Is there a way I can make v only visible to parent-classes without moving it to another package?

chris01
  • 10,921
  • 9
  • 54
  • 93
  • 2
    Because MyTest is in the same package as ValX. Protected access also gives package access. – Erwin Bolwidt Jun 28 '18 at 09:02
  • 2
    The float *is* protected. Protected variables can be accessed by every Class in the same package and any subclass.

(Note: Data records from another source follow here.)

PR #697, opened 2019-02-13
httpresponse: add constructor for HttpResponseBuilder

lucab:
This adds a constructor for `HttpResponseBuilder`, parametrized on
status code. It allows to directly build a response builder in a
conditional way. The usecase is for consumers where the response status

See https://stackoverflow.com/questions/215497/in-java-difference-between-package-private-public-protected-and-private –  Jun 28 '18 at 09:02
  • more than one `?` won't make us think harder about your problem – azro Jun 28 '18 at 09:06

1 Answers1

2

In Java, visibility levels form a completely ordered chain of inclusion.

A private member can only be seen from within the current class.

A package-private member can only be seen from within the current package, which the current class is a part of.

A protected member can only be seen from subclasses or from the current package, thus covering everything that package-private can see.

And a public member can be seen from everywhere.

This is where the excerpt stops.